The reason a function is not well-formed, returned by
[`Function::validate`](#functionvalidate). It is `#[non_exhaustive]`, so a `match`
must include a wildcard arm.

| Variant | Meaning |
| ------- | ------- |
| `MissingTerminator { block }` | a block has no terminator |
| `BlockOutOfRange { block }` | a terminator targets a block that does not exist |
| `ValueOutOfRange { value }` | a reference to a value that does not exist |
| `EntryBranchTarget { block }` | a terminator branches to the entry block |
| `ArgCountMismatch { block, expected, found }` | a jump/branch passes the wrong number of arguments |
| `TypeMismatch { value, expected, found }` | a value is used where another type was required |
| `NotNumeric { value, found }` | an arithmetic operation was applied to a non-numeric value |
| `ReturnValueExpected { expected }` | a valueless `return` in a non-`Unit` function |
| `UseBeforeDef { value, block }` | a value is used where its definition does not reach |
| `InconsistentDefinition { value }` | a value's recorded definition disagrees with the block that lists it (hand-built / deserialized IR only) |

`ValidationError` implements `Display` and `std::error::Error`. Because the validator
checks the value table itself — handle ranges, definition sites, and result types —
it is a complete gate for any `Function`, including one assembled by hand or
deserialized through `serde`, not just one the [`Builder`](#builder) produced.

```rust
use ir_lang::{Builder, BinOp, Type, ValidationError};

let mut b = Builder::new("f", &[Type::Int, Type::Bool], Type::Int);
let x = b.block_params(b.entry())[0];
let flag = b.block_params(b.entry())[1];
let bad = b.bin(BinOp::Add, x, flag);   // int + bool
b.ret(Some(bad));

match b.finish().validate() {
    Err(ValidationError::TypeMismatch { found, .. }) => assert_eq!(found, Type::Bool),
    other => panic!("expected a type mismatch, got {other:?}"),
}
```

---

## Feature flags

| Feature | Default | Description |
| ------- | ------- | ----------- |
| `std`   | yes     | Standard-library support.

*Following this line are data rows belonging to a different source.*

PR #609, opened 2026-09-21
doc: tag Zilliz Cloud only APIs with @zillizCloudOnly

yhmo:


Doxyfile
```diff
@@ -12,6 +12,8 @@ RECURSIVE              = YES
 EXCLUDE_PATTERNS       = */thirdparty/*
 FILE_PATTERNS          = *.h *.hpp
 
+ALIASES                += "zillizCloudOnly=\par \b Zilliz Cloud only"
```
yhmo, line 17: Doxyfile line:15
Low ---- Consider documenting the @zillizCloudOnly convention next to this alias so future Zilliz Cloud-only APIs get tagged. This line is currently the only trace of the convention in the repo: the Doxyfile header comment, AGENTS.md, and DEVELOPMENT.md never mention it, and CI only checks that index.html exists, so an untagged API would silently lose the "Zilliz Cloud only" badge from the published docs. The Java SDK uses the same @zillizCloudOnly tag (registered via the javadoc -tag option in pom.xml), so a one-line note here would anchor the cross-SDK convention for contributors.

yhmo: Added a note above the ALIASES line in Doxyfile documenting that Zilliz Cloud only APIs should carry @zillizCloudOnly, and that it mirrors the Java SDK tag. Force-pushed as 1f7bdcd1.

With it disabled the crate is `#![no_std]` and runs on `alloc` alone. |
| `serde` | no      | Derives `serde::Serialize` / `Deserialize` for the IR types ([`Type`]#type, [`Value`]#value, [`Block`]#block, [`BinOp`]#binop, [`UnOp`]#unop, [`Inst`]#inst, [`Terminator`]#terminator, [`Function`]#function, and [`ValidationError`]#validationerror) so a function can be cached, inspected, or moved between tools. |

Features are additive: enabling one never removes or changes behaviour provided by
another, per the project's SemVer policy.

---

## SemVer promise

As of `1.0.0` the public surface is frozen. The crate follows
[Semantic Versioning](https://semver.org):

- No documented item is removed or changed in a breaking way within `1.x`; breaking
  changes wait for `2.0`.
- New functionality is additive and arrives in minor releases. [`ValidationError`]#validationerror
  is `#[non_exhaustive]`, so a new error variant is a minor change, not a breaking
  one; a `match` on it must keep a wildcard arm. The instructions and types
  ([`Inst`]#inst, [`Terminator`]#terminator, [`Type`]#type, [`BinOp`]#binop,
  [`UnOp`]#unop) may likewise gain variants in a minor release.
- The MSRV is Rust `1.85`; raising it is a minor change, never a patch.
- Behaviour is part of the contract: a function that validates today keeps
  validating, and the textual `Display` form is stable for a given function.

This file is updated in lockstep with every release so it always matches the code.